US lawmakers call for Navy lieutenant to be released from prison sentence in Japan

Members of Congress are calling on Japanese authorities to release an American naval officer who recently began serving a three-year sentence for his role in an accidental car crash which claimed the lives of two Japanese nationals.

Lieutenant Ridge Alkonis on Tuesday reported for the start of his sentence, which was imposed on him by a Japanese court earlier this year after he was convicted of negligent driving charges stemming from a May 2021 car accident.

Alkonis was driving his wife and his two children down a mountain road on the slopes of Mount Fuji following a hike, just days before he was set to begin a deployment on the Arleigh Burke-class destroyer USS Benfold. During the descent, he lost consciousness and his vehicle struck several parked cars and killed an elderly Japanese woman and her son-in-law.

He was arrested and detained for interrogation by Japanese police over a 26-day period, after which Navy Medical Corps personnel found that he had been afflicted by Acute Mountain Sickness on account of his rapid ascent and descent from Japan’s highest mountain. Yet he was indicted on the negligent driving charges by Japanese prosecutors who argued that he had fallen asleep.

In such cases of accidental death, the Japanese court system frequently takes into account whether a defendant has engaged in gomenasai, the practice of offering a formal apology and paying reparations to the deceased’s family. Alkonis did so, including making a record $1.65m restitution payment.

In the Japanese court system, such settlements frequently negate the need for a criminal trial or sentence of incarceration, but in Aloknis’ case, the court chose not to suspend his three-year sentence.

Alkonis’ home state senator, Mike Lee, denounced his treatment in a floor speech on Monday.

“I find it inexcusable that an American who experienced a medical emergency be treated so poorly by an allied Nation that he protected,” said Mr Lee, who noted that Japanese nationals are routinely granted leniency in similar cases.

The Utah senator also accused Japanese authorities of “trying to make an example” of the Navy lieutenant because of longstanding disputes between Tokyo and Washington over the status of forces agreement under which roughly 55,000 US service members are stationed in Japan, and suggested that the US should renegotiate the agreement if US service members “can’t get fair treatment from the country they have been tasked to defend”.

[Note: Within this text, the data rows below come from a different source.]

PR #2330, opened 2019-12-30
Allow node restart even if cluster health is yellow

### LINKED ISSUE #1643: Version upgrades could stop making progress if replicas need to be placed on not upgraded nodes
When we upgraded less nodes than there are replicas for a primary than is on one of the upgraded nodes, the cluster could stay yellow. Replicas can't be placed if new version contains internal representation changes that are incompatible with older version.

barkbay:
This PR fixes #1643 by adding two predicates to the rolling upgrade process in order to allow some Pods to be restarted even if the cluster health is yellow.
The first predicate only allow for a Pod to be restarted in the following conditions:

* The version of the Pod does not match the version of the cluster
* All primaries are assigned, only replicas are actually not assigned
* There are no `initializing` or `relocating` shards

A second predicate ensures that the Pod with the last remaining started primary Shard is not deleted

This PR, in a nutshell, merely implements the recommendations found in the [documentation](https://www.elastic.co/guide/en/elasticsearch/reference/current/rolling-upgrades.html#_upgrading_your_cluster):

>If it is not possible to assign the replica shards to another node (there is only one upgraded node in the cluster), the replica shards remain unassigned and status stays yellow.
> In this case, you can proceed once there are no initializing or relocating shards (check the init and relo columns).

As a side note I think I will open an other PR to refactor the predicates array which is becoming quite ... large.

### DIFF
--- a/pkg/controller/elasticsearch/driver/upgrade_predicates.go
+++ b/pkg/controller/elasticsearch/driver/upgrade_predicates.go
@@ -240,9 +240,9 @@ var predicates = [...]Predicate{
 					continue
 				}
 				shardKey := shard.Key()
-				replicas[shardKey] += 1
+				replicas[shardKey]++
 				if shard.State == client.STARTED {
-					startedReplicas[shardKey] += 1
+					startedReplicas[shardKey]++
 				}
 			}
 
--- a/pkg/controller/elasticsearch/driver/upgrade_predicates.go
+++ b/pkg/controller/elasticsearch/driver/upgrade_predicates.go
@@ -217,7 +217,9 @@ var predicates = [...]Predicate{
 		},
 	},
 	{
-		name: "do_not_delete_last_started_shard",
+		// We may need to delete nodes in a yellow cluster, but not if they contain the only replica
+		// of a shard since it would make the cluster go red.
+		name: "require_started_replica",
 		fn: func(
 			context PredicateContext,
 			candidate corev1.Pod,
@@ -238,15 +240,13 @@ var predicates = [...]Predicate{
 					continue
 				}
 				shardKey := shard.Key()
-				shardReplica := replicas[shardKey]
-				replicas[shardKey] = shardReplica + 1
+				replicas[shardKey] += 1
 				if shard.State == client.STARTED {
-					assignedReplica := startedReplicas[shardKey]
-					startedReplicas[shardKey] = assignedReplica + 1
+					startedReplicas[shardKey] += 1
 				}
 			}
 
-			// Do not delete a node with a Primary if at least one replica is not STARTED
+			// Do not delete a node with a Primary if there is not at least one STARTED replica
 			shardsByNode := allShards.GetShardsByNode()
 			shardsOnCandidate := shardsByNode[candidate.Name]
 			for _, shard := range shardsOnCandidate {
@@ -254,9 +254,10 @@ var predicates = [...]Predicate{
 					continue
 				}
 				shardKey := shard.Key()
-				replicas := replicas[shardKey]
+				numReplicas := replicas[shardKey]
 				assignedReplica := startedReplicas[shardKey]
-				if replicas > 0 && assignedReplica == 0 {
+				// We accept here that there will be some unavailability if an index is configured with zero replicas
+				if numReplicas > 0 && assignedReplica == 0 {
 					// If this node is deleted there will be no more shards available
 					return false, nil
 				}
--- a/pkg/controller/elasticsearch/driver/upgrade_predicates.go
+++ b/pkg/controller/elasticsearch/driver/upgrade_predicates.go
@@ -142,23 +142,23 @@ var predicates = [...]Predicate{
 		},
 	},
 	{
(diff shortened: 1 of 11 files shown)


pkg/controller/elasticsearch/driver/upgrade_predicates.go
```diff
@@ -168,6 +168,102 @@ var predicates = [...]Predicate{
...
+			// * How many of them are STARTED
+			startedReplicas := make(map[string]int)
+			replicas := make(map[string]int)
+			for _, shard := range allShards {
+				if shard.NodeName == candidate.Name {
+					continue
+				}
+				shardKey := shard.Key()
+				shardReplica := replicas[shardKey]
+				replicas[shardKey] = shardReplica + 1
```
charith-elastic: Nit: It would be easier to read if this was written as `replicas[shardKey] += 1`. I think the compiler can optimize it as well even though that's not very important in this context.

pkg/controller/elasticsearch/driver/upgrade_predicates.go
```diff
@@ -168,6 +168,102 @@ var predicates = [...]Predicate{
...
+				if shard.State == client.STARTED {
+					assignedReplica := startedReplicas[shardKey]
+					startedReplicas[shardKey] = assignedReplica + 1
```
charith-elastic: Same nit as above: `startedReplicas[shardKey] += 1`

pkg/controller/elasticsearch/driver/upgrade_predicates.go
```diff
@@ -168,6 +168,102 @@ var predicates = [...]Predicate{
...
+					if !shard.IsReplica() {
+						return false, nil
+					}
+				}
+			}
+			return true, nil
+		},
+	},
+	{
+		name: "do_not_delete_last_started_shard",
```
anyasabo: Maybe this could be rephrased to `require_started_replica`, `do_not_delete_only_started_shard` or something similar? At least when I read this the first time I read it as "do not delete the most recently started shard" rather than "do not delete the only started shard". Maybe a comment explaining that we still want to delete nodes in a yellow cluster if we have to, but not if they contain the only replica of a shard and thus would make the cluster go red? English is weird.

pkg/controller/elasticsearch/driver/upgrade_predicates.go
```diff
@@ -168,6 +168,102 @@ var predicates = [...]Predicate{
...
+				shardKey := shard.Key()
+				shardReplica := replicas[shardKey]
+				replicas[shardKey] = shardReplica + 1
+				if shard.State == client.STARTED {
+					assignedReplica := startedReplicas[shardKey]
+					startedReplicas[shardKey] = assignedReplica + 1
+				}
+			}
+
+			// Do not delete a node with a Primary if at least one replica is not STARTED
```
anyasabo:
```suggestion
			// Do not delete a node with a Primary if there is not at least one STARTED replica
```

pkg/controller/elasticsearch/driver/upgrade_predicates.go
```diff
@@ -168,6 +168,102 @@ var predicates = [...]Predicate{
...
+			shardsByNode := allShards.GetShardsByNode()
+			shardsOnCandidate := shardsByNode[candidate.Name]
+			for _, shard := range shardsOnCandidate {
+				if !shard.IsPrimary() {
+					continue
+				}
+				shardKey := shard.Key()
+				replicas := replicas[shardKey]
```
anyasabo: nit: changing the type of replicas from a map to an int was confusing for me at least, maybe this can be `numReplicas`?

pkg/controller/elasticsearch/driver/upgrade_predicates.go
```diff
@@ -168,6 +168,102 @@ var predicates = [...]Predicate{
...
+				assignedReplica := startedReplicas[shardKey]
+				if replicas > 0 && assignedReplica == 0 {
```
anyasabo: It may be worthwhile to add a comment indicating that we accept there will be unavailability in the event that an index is configured with zero replicas

pkg/controller/elasticsearch/driver/upgrade_predicates.go
```diff
@@ -168,6 +168,103 @@ var predicates = [...]Predicate{
...
+		// We may need to delete nodes in a yellow cluster, but not if they contain the only replica
+		// of a shard since it would make the cluster go red.
+		name: "require_started_replica",
+		fn: func(
+			context PredicateContext,
+			candidate corev1.Pod,
+			deletedPods []corev1.Pod,
+			maxUnavailableReached bool,
+		) (b bool, e error) {
+			allShards, err := context.shardLister.GetShards()
```
sebgl: Should we execute this only if the cluster is yellow? So we don't have to list shards if the cluster is already green.

sebgl: We already do as part of the `"do_not_delete_pods_with_same_shards"` predicate so it does not really matter.

PR #2331, opened 2019-12-30
Remove Kibana 6.x settings factory

### LINKED ISSUE #2325: TestKibanaStandalone E2E test fails on Kibana 6.8.5

charith-elastic:
The version 6 settings factory was only used to override the Elasticsearch connection string. Kibana 6.8.x (minimum supported version in ECK), has support for the equivalent 7.x setting `elasticsearch.hosts` and does not require a special settings factory any more.

Fixes #2325


charith-elastic:
Since we already have some specialisation for 7.6.x, I assumed that we will need to keep the factory concept around to support upcoming stack releases. Happy to get rid of it completely if you think that's unlikely.

sebgl:
Would it make sense to remove both `version6` and `version7` packages, and move the current `version/version7/settings.go` to `version/settings.go`?

Issue #2338, opened 2020-01-03
Cannot create master nodes if not in the first StatefulSet (E2E test TestReversalIllegalConfig fails)


sebgl:
The test TestReversalIllegalConfig fails in CI.

After investigating a bit, it looks like `cluster.initial_master_nodes` cannot be computed since there is no master node in the expected replicas.
Debugging further, I think we have a bug when limiting the number of master nodes to create in the upscale state.

PR #2339, opened 2020-01-03
Reuse the same upscaleState across StatefulSets

sebgl:
We had a bug where the second StatefulSet containing master nodes would
have its replicas set to 0, because it is not allowed to add additional
masters.

Turns out that's because we pass the upscaleState by value, so any mutation
we do on it is not preserved at the next call for the next StatefulSet. Moreover
it contains a sync.Once initialization not reused the second time. The first
StatefulSet is allowed master nodes creation thanks to the upscale state
initialization, but the second StatefulSet isn't because its
upscaleState is zeroed-out and not re-initialized.

This commit fixes it by passing around a StatefulSet pointer, and adds a
unit test that fails without the fix.

Fixes https://github.com/elastic/cloud-on-k8s/issues/2338.

### DIFF
--- a/pkg/controller/elasticsearch/driver/upscale.go
+++ b/pkg/controller/elasticsearch/driver/upscale.go
@@ -99,6 +99,8 @@ func adjustZenConfig(k8sClient k8s.Client, es esv1.Elasticsearch, resources node
 	return nil
 }
 
+// adjustStatefulSetReplicas updates the replicas count in expected according to
+// what is allowed by the upscaleState, that may be mutated as a result.
 func adjustStatefulSetReplicas(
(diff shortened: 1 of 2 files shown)


pkg/controller/elasticsearch/driver/upscale.go
```diff
@@ -100,7 +100,7 @@ func adjustZenConfig(k8sClient k8s.Client, es esv1.Elasticsearch, resources node
 }
 
 func adjustStatefulSetReplicas(
```
nkvoll: Can we have a small doc/comment here clarifying why `upscaleState` is a pointer specifically?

The 1960 agreement has been a point of contention in US-Japan relations because of incidents in which US service members have committed violent crimes against Japanese nationals.

California Representative Mike Levin said he is “deeply concerned about the Japanese government’s handling of the case” in a speech on the House floor.

Mr Levin, a Democrat, said he was “extremely upset to learn that the case was not conducted in a way that was fair to Lieutenant Alkonis,” and accused Tokyo of violating the US-Japan status of forces agreement.